((

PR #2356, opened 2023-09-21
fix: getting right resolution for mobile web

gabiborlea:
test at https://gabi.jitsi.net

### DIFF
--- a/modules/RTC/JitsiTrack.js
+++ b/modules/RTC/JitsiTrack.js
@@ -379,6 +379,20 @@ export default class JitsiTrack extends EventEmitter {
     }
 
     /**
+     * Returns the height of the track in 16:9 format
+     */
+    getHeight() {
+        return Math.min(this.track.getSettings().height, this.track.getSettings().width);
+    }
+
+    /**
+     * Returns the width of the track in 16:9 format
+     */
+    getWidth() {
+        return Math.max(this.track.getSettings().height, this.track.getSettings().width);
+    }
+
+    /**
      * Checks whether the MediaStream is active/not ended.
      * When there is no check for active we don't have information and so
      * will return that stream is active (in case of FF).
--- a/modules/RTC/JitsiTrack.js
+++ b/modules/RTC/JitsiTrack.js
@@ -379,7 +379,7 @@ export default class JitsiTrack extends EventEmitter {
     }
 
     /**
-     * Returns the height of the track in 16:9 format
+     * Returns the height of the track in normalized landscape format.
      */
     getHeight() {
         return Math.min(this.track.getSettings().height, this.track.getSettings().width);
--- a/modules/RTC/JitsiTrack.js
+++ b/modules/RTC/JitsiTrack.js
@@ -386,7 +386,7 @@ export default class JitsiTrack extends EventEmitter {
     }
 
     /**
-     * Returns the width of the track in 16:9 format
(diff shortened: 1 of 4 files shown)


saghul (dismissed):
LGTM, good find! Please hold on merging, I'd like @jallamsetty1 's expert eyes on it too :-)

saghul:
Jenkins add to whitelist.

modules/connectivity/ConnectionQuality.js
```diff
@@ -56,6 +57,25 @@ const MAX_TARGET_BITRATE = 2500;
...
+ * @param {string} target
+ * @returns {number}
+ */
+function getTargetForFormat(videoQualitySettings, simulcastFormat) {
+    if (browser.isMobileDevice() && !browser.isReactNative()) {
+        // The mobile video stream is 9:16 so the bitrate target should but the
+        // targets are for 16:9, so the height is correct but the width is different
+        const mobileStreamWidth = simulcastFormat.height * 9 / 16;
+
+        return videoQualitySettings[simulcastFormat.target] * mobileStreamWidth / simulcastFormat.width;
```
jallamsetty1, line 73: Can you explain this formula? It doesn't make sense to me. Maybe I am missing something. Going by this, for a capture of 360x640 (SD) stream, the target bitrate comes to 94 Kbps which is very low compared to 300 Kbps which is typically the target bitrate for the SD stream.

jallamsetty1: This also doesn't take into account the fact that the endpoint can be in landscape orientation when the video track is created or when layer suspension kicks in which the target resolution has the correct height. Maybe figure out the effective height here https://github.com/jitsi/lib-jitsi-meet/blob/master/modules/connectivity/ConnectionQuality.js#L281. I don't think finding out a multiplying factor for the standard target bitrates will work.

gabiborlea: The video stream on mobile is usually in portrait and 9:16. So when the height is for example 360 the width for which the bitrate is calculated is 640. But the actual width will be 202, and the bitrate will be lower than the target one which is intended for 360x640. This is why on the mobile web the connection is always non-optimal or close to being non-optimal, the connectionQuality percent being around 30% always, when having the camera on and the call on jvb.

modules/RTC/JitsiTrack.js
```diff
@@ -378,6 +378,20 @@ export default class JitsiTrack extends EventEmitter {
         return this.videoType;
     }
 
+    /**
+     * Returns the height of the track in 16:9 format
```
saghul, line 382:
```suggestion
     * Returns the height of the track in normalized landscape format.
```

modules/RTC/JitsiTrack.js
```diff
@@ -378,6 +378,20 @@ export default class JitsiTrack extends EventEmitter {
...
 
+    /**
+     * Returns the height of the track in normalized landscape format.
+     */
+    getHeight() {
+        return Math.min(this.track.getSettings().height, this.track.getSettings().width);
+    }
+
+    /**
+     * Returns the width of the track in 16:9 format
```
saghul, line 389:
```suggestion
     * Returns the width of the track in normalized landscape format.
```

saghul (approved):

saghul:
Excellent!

))

▶ _Work request_
Reproduce all of the entries word for word. Omit nothing.

▶ _Solved problem_
PR #2356, opened 2023-09-21
fix: getting right resolution for mobile web

gabiborlea:
test at https://gabi.jitsi.net

### DIFF
--- a/modules/RTC/JitsiTrack.js
+++ b/modules/RTC/JitsiTrack.js
@@ -379,6 +379,20 @@ export default class JitsiTrack extends EventEmitter {
     }
 
     /**
+     * Returns the height of the track in 16:9 format
+     */
+    getHeight() {
+        return Math.min(this.track.getSettings().height, this.track.getSettings().width);
+    }
+
+    /**
+     * Returns the width of the track in 16:9 format
+     */
+    getWidth() {
+        return Math.max(this.track.getSettings().height, this.track.getSettings().width);
+    }
+
+    /**
      * Checks whether the MediaStream is active/not ended.
      * When there is no check for active we don't have information and so
      * will return that stream is active (in case of FF).
--- a/modules/RTC/JitsiTrack.js
+++ b/modules/RTC/JitsiTrack.js
@@ -379,7 +379,7 @@ export default class JitsiTrack extends EventEmitter {
     }
 
     /**
-     * Returns the height of the track in 16:9 format
+     * Returns the height of the track in normalized landscape format.
      */
     getHeight() {
         return Math.min(this.track.getSettings().height, this.track.getSettings().width);
--- a/modules/RTC/JitsiTrack.js
+++ b/modules/RTC/JitsiTrack.js
@@ -386,7 +386,7 @@ export default class JitsiTrack extends EventEmitter {
     }
 
     /**
-     * Returns the width of the track in 16:9 format
(diff shortened: 1 of 4 files shown)


saghul (dismissed):
LGTM, good find! Please hold on merging, I'd like @jallamsetty1 's expert eyes on it too :-)

saghul:
Jenkins add to whitelist.

modules/connectivity/ConnectionQuality.js
```diff
@@ -56,6 +57,25 @@ const MAX_TARGET_BITRATE = 2500;
...
+ * @param {string} target
+ * @returns {number}
+ */
+function getTargetForFormat(videoQualitySettings, simulcastFormat) {
+    if (browser.isMobileDevice() && !browser.isReactNative()) {
+        // The mobile video stream is 9:16 so the bitrate target should but the
+        // targets are for 16:9, so the height is correct but the width is different
+        const mobileStreamWidth = simulcastFormat.height * 9 / 16;
+
+        return videoQualitySettings[simulcastFormat.target] * mobileStreamWidth / simulcastFormat.width;
```
jallamsetty1, line 73: Can you explain this formula? It doesn't make sense to me. Maybe I am missing something. Going by this, for a capture of 360x640 (SD) stream, the target bitrate comes to 94 Kbps which is very low compared to 300 Kbps which is typically the target bitrate for the SD stream.

jallamsetty1: This also doesn't take into account the fact that the endpoint can be in landscape orientation when the video track is created or when layer suspension kicks in which the target resolution has the correct height. Maybe figure out the effective height here https://github.com/jitsi/lib-jitsi-meet/blob/master/modules/connectivity/ConnectionQuality.js#L281. I don't think finding out a multiplying factor for the standard target bitrates will work.

gabiborlea: The video stream on mobile is usually in portrait and 9:16. So when the height is for example 360 the width for which the bitrate is calculated is 640. But the actual width will be 202, and the bitrate will be lower than the target one which is intended for 360x640. This is why on the mobile web the connection is always non-optimal or close to being non-optimal, the connectionQuality percent being around 30% always, when having the camera on and the call on jvb.

modules/RTC/JitsiTrack.js
```diff
@@ -378,6 +378,20 @@ export default class JitsiTrack extends EventEmitter {
         return this.videoType;
     }
 
+    /**
+     * Returns the height of the track in 16:9 format
```
saghul, line 382:
```suggestion
     * Returns the height of the track in normalized landscape format.
```

modules/RTC/JitsiTrack.js
```diff
@@ -378,6 +378,20 @@ export default class JitsiTrack extends EventEmitter {
...
 
+    /**
+     * Returns the height of the track in normalized landscape format.
+     */
+    getHeight() {
+        return Math.min(this.track.getSettings().height, this.track.getSettings().width);
+    }
+
+    /**
+     * Returns the width of the track in 16:9 format
```
saghul, line 389:
```suggestion
     * Returns the width of the track in normalized landscape format.
```

saghul (approved):

saghul:
Excellent!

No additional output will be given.